# WORK INSTRUCTION:
Look for "Images" in the records and copy every line that has it.

Top of THE RECORDS

PR #527, opened 2023-11-24
added version constraint for etcd in retrieve image tags config

vardhaman22:

- [X] Change does not remove any existing Images or Tags in the images-list file
- [X] Change does not remove / overwrite exiting Images or Tags in Rancher DockerHub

Bottom of THE RECORDS

# RESPONSE FOR THIS EXERCISE:
- [X] Change does not remove any existing Images or Tags in the images-list file
- [X] Change does not remove / overwrite exiting Images or Tags in Rancher DockerHub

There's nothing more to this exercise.